» **Input**

PR #1682, opened 2019-07-29
Fixes #1681 by keeping a MatrixTransformation that gets modified on e…

### LINKED ISSUE #1681: PanZoom camera interaction becomes unusable if the up parameter is changed from "+z"
Here is a minimal working example. Try changing the `+z` to `-z` in the line `view.camera.up = "+z"` to see the difference in performance:

```
import numpy as np
import vispy.scene

canvas = vispy.scene.SceneCanvas(keys='interactive', show=True)

epsilon = 0.01

# Make Data
n_markers = 3
p1 = np.zeros((n_markers, 3))
p2 = np.zeros((n_markers, 3))
p1[:, 0] = np.linspace(0.0, 1.0, n_markers) + 0.0
p2[:, 0] = np.linspace(0.0, 1.0, n_markers) + 0.1

# Make Visuals
m1 = visuals.Markers(parent=view.scene)
m2 = visuals.Markers(parent=view.scene)
axis = visuals.XYZAxis(parent=view.scene)

p1[:, 2] += 0 * epsilon
p2[:, 2] += 1 * epsilon

m1.order = 1
m2.order = 2

# Set Data
m1.set_data(
    p1, face_color=[1.0, 0.0, 0.0, 0.5], edge_color=[1, 0, 0, 1], size=80, edge_width=15
)
m2.set_data(
    p2, face_color=[0.0, 1.0, 0.0, 0.5], edge_color=[0, 1, 0, 1], size=80, edge_width=15
)

view.camera = 'panzoom'
view.camera.up = "+z"  # <- This fixes occlusion/ordering/transparency but breaks refresh rate
# view.camera = 'arcball'

if __name__ == '__main__':
    import sys
        vispy.app.run()
```

os-gabe:
Fixes #1681 by keeping a MatrixTransformation that gets modified on each iteration rather than overwritten

### DIFF
--- a/vispy/scene/cameras/panzoom.py
+++ b/vispy/scene/cameras/panzoom.py
@@ -49,6 +49,7 @@ class PanZoomCamera(BaseCamera):
         super(PanZoomCamera, self).__init__(**kwargs)
 
         self.transform = STTransform()
+        self.tf_mat = MatrixTransform()
 
         # Set camera attributes
         self.aspect = aspect
@@ -151,7 +152,8 @@ class PanZoomCamera(BaseCamera):
     @property
     def center(self):
         rect = self._rect
-        return 0.5 * (rect.left+rect.right), 0.5 * (rect.top+rect.bottom), 0
+        return 0.5 * (rect.left + rect.right), 0.5 * (
+            rect.top + rect.bottom), 0
 
     @center.setter
     def center(self, center):
@@ -206,7 +208,7 @@ class PanZoomCamera(BaseCamera):
 
         if event.type == 'mouse_wheel':
             center = self._scene_transform.imap(event.pos)
-            self.zoom((1 + self.zoom_factor) ** (-event.delta[1] * 30), center)
+            self.zoom((1 + self.zoom_factor)**(-event.delta[1] * 30), center)
             event.handled = True
 
         elif event.type == 'mouse_move':
@@ -223,14 +225,14 @@ class PanZoomCamera(BaseCamera):
                 p2 = np.array(event.pos)[:2]
                 p1s = self._transform.imap(p1)
                 p2s = self._transform.imap(p2)
-                self.pan(p1s-p2s)
+                self.pan(p1s - p2s)
                 event.handled = True
             elif 2 in event.buttons and not modifiers:
                 # Zoom
                 p1c = np.array(event.last_event.pos)[:2]
                 p2c = np.array(event.pos)[:2]
-                scale = ((1 + self.zoom_factor) **
-                         ((p1c-p2c) * np.array([1, -1])))
+                scale = ((1 + self.zoom_factor)**
+                         ((p1c - p2c) * np.array([1, -1])))
                 center = self._transform.imap(event.press_event.pos[:2])
                 self.zoom(scale, center)
                 event.handled = True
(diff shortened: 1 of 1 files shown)


os-gabe:
I went back and forth on leaving the if statement and decided the computation was cheap enough that it was a good trade-off for simplifying the logic by removing the if statement.

I like where you are going with only computing the up transform whenever it changes but I'm not seeing a straightforward way to do that at the moment.

vispy/scene/cameras/panzoom.py
```diff
@@ -273,36 +275,32 @@ def _update_transform(self):
...
+                   (rr.right, rr.bottom, 0), (rr.left, rr.bottom, d)]
+        elif self.up[1] == 'y':
+            pp2 = [(rr.left, 0, rr.bottom), (rr.left, 0, rr.top),
+                   (rr.right, 0, rr.bottom), (rr.left, d, rr.bottom)]
+        elif self.up[1] == 'x':
+            pp2 = [(0, rr.left, rr.bottom), (0, rr.left, rr.top),
+                   (0, rr.right, rr.bottom), (d, rr.left, rr.bottom)]
+
+        # Apply
+        self.tf_mat.reset()
```
djhoese: Is this needed? From what I can tell in the `MatrixTransform` sets `self.matrix` in `set_mapping` which then updates the shaders. This (the reset followed by the `set_mapping`) is actually causing to calls to `update` which is doing double the number of draws (it sends a "changed" event out to the vispy system).

os-gabe: Good call

djhoese:
I'm having a hard time being ok with the `if` statement being removed. Could you add it back. I can see how only creating the MatrixTransform once is a huge performance gain (it stops shaders from being recompiled every time), but the other calculations in there aren't nothing. Especially when you consider they aren't needed at all for `+z`.

I spent 30 minutes looking in to a different approach to this and I think it *could* be done, but has so many possible points of failure I'm a little worried. The `up` property isn't actually used anywhere in the base camera and neither is `self.transform`. That should mean all of the changes can be limited to the `panzoom.py` module. I originally though `self._real_rect` was the camera's rectangle oriented for the `self.up` property, but it isn't and is only used in the `_update_transform` method in question. So besides this update method the other use of the transform for the camera is `viewbox_mouse_event` and it is only used to get the current distance the mouse moved or the current pointing position of the mouse. I'm a little confused at why the mouse wheel event uses the Scene's transform but a mouse move uses the camera's transform. We'd have to make sure that the transform isn't linked via event handling to some other piece of code. Otherwise I don't see why it can't be handling this orientation stuff. I'm sure I'm missing something. Just brainstorming, don't feel like you have to do anything about this.

os-gabe:
What do you think about getting this merged @djhoese? I don't think my change is causing the failed CI test is it? I don't really understand the error there.

djhoese:
Darn, I forgot about this. I really wanted to come up with a better overall solution that didn't need the extra logic for changing `up`. I think I'm ok merging this, but am leaving for the weekend and have been kind of swamped with other projects' CIs failing. I restarted the failing job which was due to an HTTP timeout so that should pass. I'll plan on merging next week.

» **What the task asks**
Set down the entire listing above again, word for word.

» **Response**
PR #1682, opened 2019-07-29
Fixes #1681 by keeping a MatrixTransformation that gets modified on e…

### LINKED ISSUE #1681: PanZoom camera interaction becomes unusable if the up parameter is changed from "+z"
Here is a minimal working example. Try changing the `+z` to `-z` in the line `view.camera.up = "+z"` to see the difference in performance:

```
import numpy as np
import vispy.scene

canvas = vispy.scene.SceneCanvas(keys='interactive', show=True)

epsilon = 0.01

# Make Data
n_markers = 3
p1 = np.zeros((n_markers, 3))
p2 = np.zeros((n_markers, 3))
p1[:, 0] = np.linspace(0.0, 1.0, n_markers) + 0.0
p2[:, 0] = np.linspace(0.0, 1.0, n_markers) + 0.1

# Make Visuals
m1 = visuals.Markers(parent=view.scene)
m2 = visuals.Markers(parent=view.scene)
axis = visuals.XYZAxis(parent=view.scene)

p1[:, 2] += 0 * epsilon
p2[:, 2] += 1 * epsilon

m1.order = 1
m2.order = 2

# Set Data
m1.set_data(
    p1, face_color=[1.0, 0.0, 0.0, 0.5], edge_color=[1, 0, 0, 1], size=80, edge_width=15
)
m2.set_data(
    p2, face_color=[0.0, 1.0, 0.0, 0.5], edge_color=[0, 1, 0, 1], size=80, edge_width=15
)

view.camera = 'panzoom'
view.camera.up = "+z"  # <- This fixes occlusion/ordering/transparency but breaks refresh rate
# view.camera = 'arcball'

if __name__ == '__main__':
    import sys
        vispy.app.run()
```

os-gabe:
Fixes #1681 by keeping a MatrixTransformation that gets modified on each iteration rather than overwritten

### DIFF
--- a/vispy/scene/cameras/panzoom.py
+++ b/vispy/scene/cameras/panzoom.py
@@ -49,6 +49,7 @@ class PanZoomCamera(BaseCamera):
         super(PanZoomCamera, self).__init__(**kwargs)
 
         self.transform = STTransform()
+        self.tf_mat = MatrixTransform()
 
         # Set camera attributes
         self.aspect = aspect
@@ -151,7 +152,8 @@ class PanZoomCamera(BaseCamera):
     @property
     def center(self):
         rect = self._rect
-        return 0.5 * (rect.left+rect.right), 0.5 * (rect.top+rect.bottom), 0
+        return 0.5 * (rect.left + rect.right), 0.5 * (
+            rect.top + rect.bottom), 0
 
     @center.setter
     def center(self, center):
@@ -206,7 +208,7 @@ class PanZoomCamera(BaseCamera):
 
         if event.type == 'mouse_wheel':
             center = self._scene_transform.imap(event.pos)
-            self.zoom((1 + self.zoom_factor) ** (-event.delta[1] * 30), center)
+            self.zoom((1 + self.zoom_factor)**(-event.delta[1] * 30), center)
             event.handled = True
 
         elif event.type == 'mouse_move':
@@ -223,14 +225,14 @@ class PanZoomCamera(BaseCamera):
                 p2 = np.array(event.pos)[:2]
                 p1s = self._transform.imap(p1)
                 p2s = self._transform.imap(p2)
-                self.pan(p1s-p2s)
+                self.pan(p1s - p2s)
                 event.handled = True
             elif 2 in event.buttons and not modifiers:
                 # Zoom
                 p1c = np.array(event.last_event.pos)[:2]
                 p2c = np.array(event.pos)[:2]
-                scale = ((1 + self.zoom_factor) **
-                         ((p1c-p2c) * np.array([1, -1])))
+                scale = ((1 + self.zoom_factor)**
+                         ((p1c - p2c) * np.array([1, -1])))
                 center = self._transform.imap(event.press_event.pos[:2])
                 self.zoom(scale, center)
                 event.handled = True
(diff shortened: 1 of 1 files shown)


os-gabe:
I went back and forth on leaving the if statement and decided the computation was cheap enough that it was a good trade-off for simplifying the logic by removing the if statement.

I like where you are going with only computing the up transform whenever it changes but I'm not seeing a straightforward way to do that at the moment.

vispy/scene/cameras/panzoom.py
```diff
@@ -273,36 +275,32 @@ def _update_transform(self):
...
+                   (rr.right, rr.bottom, 0), (rr.left, rr.bottom, d)]
+        elif self.up[1] == 'y':
+            pp2 = [(rr.left, 0, rr.bottom), (rr.left, 0, rr.top),
+                   (rr.right, 0, rr.bottom), (rr.left, d, rr.bottom)]
+        elif self.up[1] == 'x':
+            pp2 = [(0, rr.left, rr.bottom), (0, rr.left, rr.top),
+                   (0, rr.right, rr.bottom), (d, rr.left, rr.bottom)]
+
+        # Apply
+        self.tf_mat.reset()
```
djhoese: Is this needed? From what I can tell in the `MatrixTransform` sets `self.matrix` in `set_mapping` which then updates the shaders. This (the reset followed by the `set_mapping`) is actually causing to calls to `update` which is doing double the number of draws (it sends a "changed" event out to the vispy system).

os-gabe: Good call

djhoese:
I'm having a hard time being ok with the `if` statement being removed. Could you add it back. I can see how only creating the MatrixTransform once is a huge performance gain (it stops shaders from being recompiled every time), but the other calculations in there aren't nothing. Especially when you consider they aren't needed at all for `+z`.

I spent 30 minutes looking in to a different approach to this and I think it *could* be done, but has so many possible points of failure I'm a little worried. The `up` property isn't actually used anywhere in the base camera and neither is `self.transform`. That should mean all of the changes can be limited to the `panzoom.py` module. I originally though `self._real_rect` was the camera's rectangle oriented for the `self.up` property, but it isn't and is only used in the `_update_transform` method in question. So besides this update method the other use of the transform for the camera is `viewbox_mouse_event` and it is only used to get the current distance the mouse moved or the current pointing position of the mouse. I'm a little confused at why the mouse wheel event uses the Scene's transform but a mouse move uses the camera's transform. We'd have to make sure that the transform isn't linked via event handling to some other piece of code. Otherwise I don't see why it can't be handling this orientation stuff. I'm sure I'm missing something. Just brainstorming, don't feel like you have to do anything about this.

os-gabe:
What do you think about getting this merged @djhoese? I don't think my change is causing the failed CI test is it? I don't really understand the error there.

djhoese:
Darn, I forgot about this. I really wanted to come up with a better overall solution that didn't need the extra logic for changing `up`. I think I'm ok merging this, but am leaving for the weekend and have been kind of swamped with other projects' CIs failing. I restarted the failing job which was due to an HTTP timeout so that should pass. I'll plan on merging next week.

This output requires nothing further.